What you will do: The lines to extract run from the first line of the entries through the line that contains "Unfortunately, this is"; reproduce exactly those lines and no others.

Records shown:
PR #2856, opened 2026-07-23
Paginate floats using their margin box

mvanherwijnen:
Floats whose content fits at the bottom of a page but whose margins overflow can push their entire formatting context to the next page. They are now deferred using their complete margin box, preserving valid breaks before them.

### DIFF
--- a/tests/layout/test_float.py
+++ b/tests/layout/test_float.py
@@ -339,6 +339,49 @@ def test_float_overflow_splits_formatting_context():
 
 
 @assert_no_logs
+def test_float_margin_overflow_splits_formatting_context():
+    page_1, page_2 = render_pages('''
+      <style>
+        @page { size: 100px; margin: 0 }
+        body { margin: 0 }
+        div.bfc { display: flow-root }
+        p { height: 20px; margin: 0 }
+        div.float {
+          float: right;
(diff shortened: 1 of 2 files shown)


liZe:
Hi,

Thanks for the pull request.

Unfortunately, this is not a correct fix. According to [the specification](https://www.w3.org/TR/CSS22/page.html#allowed-page-breaks):

> When an unforced page break occurs here, the used values of the relevant 'margin-top' and 'margin-bottom' properties are set to '0'.

Here’s an example that would break with this pull request:
```html
<style>
  @page { size: 100px; margin: 0 }
  body { margin: 0 }
  div {
    background: red;
    width: 50px;
    height: 30px;
    margin: 11px;
    float: left;
    clear: left;
  }
  article {
    clear: left;
  }
</style>
<div></div>
<div></div>
<div></div>
<article>abc</article>
```

To be honest, there are many cases like this one that are badly handled by WeasyPrint, with or without floats. Fixing them would require a real support of the [fragmentation module](https://drafts.csswg.org/css-break-4/), with many tests, and most small fixes will probably break as many cases as they fix. And before this huge fix, we probably want to fix the text layout (something like #1840, we already work on that).

PR #2861, opened 2026-07-27
Resolve math functions in color values

gaoflow:
`parse_color()` is the only value type in `css/tokens.py` that never runs the `check_math`/`resolve_math` prologue that `get_number`, `get_percentage`, `get_length` and `get_angle` all open with, so every `<color>`-valued property silently rejects `calc()` and friends:

```css
color: rgb(calc(10 + 10), 20, 30);          /* ignored */
background: rgba(10, 20, calc(30), calc(80%));
background-image: linear-gradient(hsl(calc(10 + 10), 20%, 20%), blue);
```

This adds the missing sibling wrapper, `get_color()`, and routes the validation-time call sites (`color`/`*-color` validators, the `border`/`outline`/`column-rule`/`text-decoration` expanders, gradient color stops, and the color computer) through it. It covers `color`, `background-color`, every `border-*`/`outline`/`column-rule`/`text-decoration` color, gradient stops and `light-dark()`. The 2 xfail tests you added in "Add more tests for math functions" now pass and are un-xfailed.

Colors carry their channels as numbers, percentages and angles, and auditing that surface turned up a second, pre-existing bug: `min()`/`max()`/`clamp()` assumed length arguments, so `clamp(1, 2, 3)`, `clamp(1deg, 2deg, 3deg)` and mixed-unit arguments raised an uncaught `AttributeError` and aborted the whole render (independent of colors, e.g. `width: clamp(1, 2, 3)`). The three branches are factored into one `_resolve_math_argument` helper that compares by unit family, so those cases resolve or are rejected cleanly.

`rgb(calc(1em), 0, 0)` and other length-in-color forms stay invalid, since colors take no lengths.

Tested: `tests/css/test_math.py` (un-xfailed + new parametrized coverage for the color functions, every math function in a color, the property family, gradient stops, and the negative cases); full non-`draw` suite green with no new failures.

### DIFF
--- a/tests/css/test_math.py
+++ b/tests/css/test_math.py
@@ -30,6 +30,14 @@ from ..testing_utils import assert_no_logs, capture_logs, render_pages
     'min(100px)',
     'min(100%, 20em, 100px)',
     'calc(min(4, 2) * 50px)',
+    'calc(tan(min(45deg, 60deg)) * 100px)',
+    'calc(tan(max(45deg, 30deg)) * 100px)',
+    'clamp(50px, 100px, 200px)',
+    'clamp(100px, 250px, 50px)',
+    'calc(clamp(1, 2, 3) * 50px)',
+    'calc(clamp(1, 5, 2) * 50px)',
+    'calc(clamp(2, 5, 1) * 50px)',
+    'calc(tan(clamp(30deg, 45deg, 60deg)) * 100px)',
     'calc(sqrt(4) * 50px)',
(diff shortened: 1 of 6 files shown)


liZe:
Hi,

Thanks for the pull request.

Could you please split your commit into 2 different commits, one for the fix in min / max / clamp, and the other for math in colors?

liZe:
See https://github.com/Kozea/tinycss2/pull/74.

PR #2863, opened 2026-07-28
Add support of the box-shadow property

liZe:
Related to #13.

The current code should work correctly for sharp shadows.

Blur is approximated using gradients, which give a pretty good results when the shadow is light, but is not a Gaussian blur as required by the specification. Gaussian blur requires rasterization, and we don’t want that in PDF.

Known limitations with blur are:

- poor PDF rendering, including artifacts because of rounding errors,
- large or dark shadows, where the difference with Gaussian blur is very visible,
- different x/y values of border radii are not correctly approximated by radial gradients,
- with very large border radii, radial gradients are not cropped correctly.

We don’t want to fix these limitations now, and will only fix them in the future if the changes are small and easy to maintain. Blurred shadows are pretty rare in printed documents, and usually very subtle, so they should be rendered quite correctly with the current code.

### DIFF
--- a/docs/api_reference.rst
+++ b/docs/api_reference.rst
@@ -572,26 +572,27 @@ background layers per box), including the ``background``, ``background-color``,
 ``background-position``, ``background-clip``, ``background-origin`` and
 ``background-size`` properties.
 
-WeasyPrint also supports the `rounded corners part`_ of this module, including
+WeasyPrint supports the `rounded corners part`_ of this module, including
 the ``border-radius`` property.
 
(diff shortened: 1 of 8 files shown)


liZe:
There’s also [extra discussion](https://github.com/w3c/csswg-drafts/issues/10171) about the way shadows should be drawn on split elements. The current implementation works as if `box-decoration-break` is set to `clone`, which shouldn’t be the default. We can wait for a clean specification before changing that.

Solution for this task:
PR #2856, opened 2026-07-23
Paginate floats using their margin box

mvanherwijnen:
Floats whose content fits at the bottom of a page but whose margins overflow can push their entire formatting context to the next page. They are now deferred using their complete margin box, preserving valid breaks before them.

### DIFF
--- a/tests/layout/test_float.py
+++ b/tests/layout/test_float.py
@@ -339,6 +339,49 @@ def test_float_overflow_splits_formatting_context():
 
 
 @assert_no_logs
+def test_float_margin_overflow_splits_formatting_context():
+    page_1, page_2 = render_pages('''
+      <style>
+        @page { size: 100px; margin: 0 }
+        body { margin: 0 }
+        div.bfc { display: flow-root }
+        p { height: 20px; margin: 0 }
+        div.float {
+          float: right;
(diff shortened: 1 of 2 files shown)


liZe:
Hi,

Thanks for the pull request.

Unfortunately, this is not a correct fix. According to [the specification](https://www.w3.org/TR/CSS22/page.html#allowed-page-breaks):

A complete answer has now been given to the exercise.